To access the OpenCL Intercept Layer repository:
git clone https://github.com/intel/opencl-intercept-layer
All controls are documented here: https://github.com/intel/opencl-intercept-layer/blob/master/docs/controls.md
- See intercept documentation for information about controls.

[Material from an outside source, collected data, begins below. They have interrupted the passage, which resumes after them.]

PR #1542, opened 2022-05-24
fix compile error in HSP for java 11

johnduffell:
folloiwing https://github.com/guardian/support-service-lambdas/pull/1541
I updated the build to use java11, then it flagged up a previously hidden compile error.
URIO doesn't allow a failure type in ZIO, however somehow in java 8 it was allowing an IOException.  In java 11 it correctly doesn't compile.  This fixes it.


kelvin-chappell (approved):
That's weird! 👍

PR #1544, opened 2022-05-25
Increase available memory for delivery credit processor

kelvin-chappell:
We're seeing metaspace capacity errors in the log on every run, which we've also seen in other lambdas recently.
So increasing memory available from 512 MB to 1024 MB.


paulbrown1982 (approved):
👍

jonflynng (approved):

PR #3006, opened 2025-08-05
Use new zuora client schema   negative invoices processor - apply credit to account balance

david-pepper:


johnduffell:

To run, use the following setup:
export CLI_OpenCLFileName=/opt/intel/inteloneapi/compiler/latest/linux/lib/libOpenCL.so.1
export LD_LIBRARY_PATH=/home/opencl-intercept-layer/build/intercept:$LD_LIBRARY_PATH
export SYCL_BE=PI_OPENCL
CLI_ReportToStderr=0 CLI_ReportToFile=1 CLI_HostPerformanceTiming=1 CLI_DevicePerformanceTiming=1 CLI_DumpDir=. ./matrix.dpcpp
This will generate a file called
cliintercept_report.txt
. The file
will include the following data and tables shown below.- Total Enqueues: 2
- Total Time (ns): 1604325652
Function Name | Calls | Time (ns) | Time (%) | Average (ns) | Min (ns) | Max (ns) |
---|---|---|---|---|---|---|
clBuildProgram | 1 | 337069812 | 21.01% | 337069812 | 337069812 | 337069812 |
clCreateBuffer | 3 | 3393909 | 0.21% | 1131303 | 140325 | 2036170 |
clCreateCommandQueue WithProperties | 1 | 5221 | 0.00% | 5221 | 5221 | 5221 |
clCreateContext | 1 | 33639 | 0.00% | 33639 | 33639 | 33639 |
clCreateKernel | 1 | 11713 | 0.00% | 11713 | 11713 | 11713 |
clCreateProgramWithIL | 1 | 153337 | 0.01% | 153337 | 153337 | 153337 |
clEnqueueNDRangeKernel ( _ZTS9Matrix1_2IfE ) | 3 | 3102488 | 0.19% | 3102488 | 3102488 | 3102488 |
clEnqueueReadBufferRect | 1 | 1099684 | 0.07% | 1099684 | 1099684 | 1099684 |
clGetContextInfo | 8 | 4720 | 0.00% | 590 | 160 | 1997 |
clGetDeviceIDs | 12 | 53004 | 0.00% | 4417 | 504 | 14853 |
clGetDeviceInfo | 30 | 85695 | 0.01% | 2856 | 133 | 19920 |
clGetExtensionFunction AddressForPlatform | 3 | 6446 | 0.00% | 2148 | 1317 | 3687 |
clGetKernelInfo | 2 | 716 | 0.00% | 358 | 169 | 547 |
clGetPlatformIDs | 2 | 1198290216 | 74.69% | 599145108 | 715 | 1198289501 |
clGetPlatformInfo | 12 | 22538 | 0.00% | 1878 | 404 | 7326 |
clReleaseCommandQueue | 1 | 1744 | 0.00% | 1744 | 1744 | 1744 |
clReleaseContext | 1 | 331 | 0.00% | 331 | 331 | 331 |
clReleaseDevice | 6 | 6365 | 0.00% | 1060 | 491 | 1352 |
clReleaseEvent | 2 | 2398 | 0.00% | 1199 | 992 | 1406 |
clReleaseKernel | 1 | 2733 | 0.00% | 2733 | 2733 | 2733 |
clReleaseMemObject | 3 | 45464 | 0.00% | 15154 | 10828 | 22428 |
clReleaseProgram | 1 | 51380 | 0.00% | 51380 | 51380 | 51380 |
clRetainDevice | 6 | 8680 | 0.00% | 1446 | 832 | 2131 |
clSetKernelArg | 20 | 6976 | 0.00% | 348 | 180 | 1484 |
clSetKernelExecInfo | 3 | 1588 | 0.00% | 529 | 183 | 1149 |
clWaitForEvents | 6 | 60864855 | 3.79% | 10144142 | 928 | 60855555 |
Function Name | Calls | Time (ns) | Time (%) | Average (ns) | Min (ns) | Max (ns) |
---|---|---|---|---|---|---|
_ZTS9Matrix1_2IfE | 1 | 58691515 | 99.98% | 58691515 | 58691515 | 58691515 |
clEnqueueReadBufferRect | 1 | 13390 | 0.02% | 13390 | 13390 | 13390 |
The report includes detailed timing data on both your host and device.